We evaluated the correlations between choroidal abnormalities, patient age, the severity of pathology, Lisch nodules, and the other NIH diagnostic criteria for NF-1 and interestingly found a statistically significant correlation between choroidal lesions and the severity of pathology (Spearman Rho Index, r = 0.23, p = 0.003). A strong, positive relationship between choroidal lesions and age (Spearman Rho Index, r = 0.364, p = 0.0001) was also observed, in line with previous studies [7, 8, 12, 18]. Choroidal nodules also seem to be highly associated with all NIH diagnostic criteria, except for osseous lesions, probably because of the rarity of this sign in our population. Choroidal lesions were detected in 18 of our 19 pediatric patients, whereas Iris Lisch nodules were observed in only ten children; supporting choroidal lesions’ role as potential predictors of pathology.

As a limit to the present study, evaluation was performed only within the 30° of the central retina, and consequently the presence of choroidal alterations in the peripheral retina of negative patients cannot be excluded.
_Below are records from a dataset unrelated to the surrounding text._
PR #171, opened 2021-01-19
type: change the type creation API to use intptr_t

hzhou:
## Pull Request Description

Modify all yaksa type creation function, e.g.  `yaksa_type_create_contig_x`, `yaksa_type_create_vector_x`, etc. to use `intptr_t` typed arguments in stead of `int`. This really only affects:
* `yaksa_type_create_indexed_block`
* `yaksa_type_create_indexed`
* `yaksa_type_create_hindexed`
* `yaksa_type_create_struct`
* `yaksa_type_create_subarray`
, because they now use `intptr_t` arrays rather than `int` array. For all scalar parameters, it should be automatically converted to the larger integer type gracefully by the compiler.

## Author Checklist

### DIFF
--- a/examples/fuf.c
+++ b/examples/fuf.c
@@ -17,7 +17,7 @@ int main()
     int pack_buf[SIZE];
     int unpack_buf[SIZE];
     yaksa_type_t indexed_block;
-    int array_of_displacements[ROWS] = {
+    intptr_t array_of_displacements[ROWS] = {
         4, 12, 20, 28,
         32, 40, 48, 56
     };
--- a/examples/hindexed.c
+++ b/examples/hindexed.c
@@ -14,7 +14,7 @@ int main()
     int pack_buf[SIZE];
     int unpack_buf[SIZE];
     yaksa_type_t hindexed;
-    int array_of_blocklengths[ROWS - 1] = {
+    intptr_t array_of_blocklengths[ROWS - 1] = {
         1, 2, 2, 4, 4, 4, 4
     };
     intptr_t array_of_displacements[ROWS - 1] = {
--- a/examples/indexed.c
+++ b/examples/indexed.c
@@ -14,10 +14,10 @@ int main()
     int pack_buf[SIZE];
     int unpack_buf[SIZE];
     yaksa_type_t indexed;
-    int array_of_blocklengths[ROWS - 1] = {
+    intptr_t array_of_blocklengths[ROWS - 1] = {
         1, 2, 2, 4, 4, 4, 4
     };
-    int array_of_displacements[ROWS - 1] = {
+    intptr_t array_of_displacements[ROWS - 1] = {
         9,
         18, 26,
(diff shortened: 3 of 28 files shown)


hzhou:
@pavanbalaji This PR is ready for your review. Currently, I simply added `_x` versions type creation routines. If you prefer, I can easily add another commit rename and remove the extra interface.

pavanbalaji:
I think it's better to just replace the old functions in this case.

pavanbalaji:
Also, why `intptr_t` instead of `uintptr_t`?  Count and blocklength cannot be negative.

hzhou:
> 
> 
> Also, why `intptr_t` instead of `uintptr_t`? Count and blocklength cannot be negative.

Mostly compatibility with `MPI_Aint` -- the less sign/unsign coercion, the less bugs.

pavanbalaji:
> > Also, why `intptr_t` instead of `uintptr_t`? Count and blocklength cannot be negative.
> 
> Mostly compatibility with `MPI_Aint` -- the less sign/unsign coercion, the less bugs.

We are breaking MPI compatibility anyway by moving it to `intptr_t` instead of `int`.  So if we are making that change, it's better to pick the right type.

hzhou:
> We are breaking MPI compatibility anyway by moving it to `intptr_t` instead of `int`. So if we are making that change, it's better to pick the right type.

Well, I always believe that signed int is the right type, where the only con being losing the extremely large upper half range. The pro being safety in subtraction and comparisons (which are subtractions). Converting `unsigned` to `signed` is nearly always safe. The other way is very dangerous. As a library sitting on the acceptance side, I think we should always use signed integers (unless it is not an arithmetic number).

Also here having signed for displacement and unsigned for lengths and having them involved in arithmetics (which forces the conversion back and forth) seem to me a nightmare scenario).

pavanbalaji:
`uintptr_t` is more precise based on the semantics of those variables.  If you are particular about error cases, you can add additional error checking in the code.

hzhou:
> 
> 
> `uintptr_t` is more precise based on the semantics of those variables. If you are particular about error cases, you can add additional error checking in the code.

For example, a user calls your library:
```
int a = somevalue_that_become_negative;
your_library_func((uintptr_t) a);
```

The example shows that declaring the type as unsigned has no effect preventing user passing your negative value. If the library accepts signed integer, the library can tell that user passed in bad value and do error return. With unsigned type, there is no way to check, and it may well end up exhaust the system memory.

I don't think there is any benefit of using unsigned type here -- nothing precise about it.

hzhou:
The tests hang. Need fixing

hzhou:
Updated dtpools to use `intptr_t`. but tests still hangs. I might have to debug ...

hzhou:
test:yaksa/gpu

raffenet (approved):

hzhou:
test:yaksa/review/platforms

Nakakura et al. explored the whole detectable fundus under confocal scanning laser ophthalmscopy, concluding that choroidal lesions were more prominent within the vascular arcade than in the other four regions they studied (supero-temporal, infero-temporal, supero-nasal, and infero-nasal). The results of this study show that choroidal lesions rise in parallel with age, severity of pathology, Lisch nodules, neurofibromas, café-au-lait spots, familiarity, optic pathway gliomas, and freckling. However, further longitudinal, prospective studies are required to demonstrate that the number of choroidal lesions increases with patients’ aging.

In conclusion, our study supports NIR imaging as an in vivo, non-invasive, non-contact, fast, sensitive, and reproducible examination to detect choroidal nodules in NF-1 patients and suggests that choroidal lesions should be added to the actual diagnostic criteria for NF1.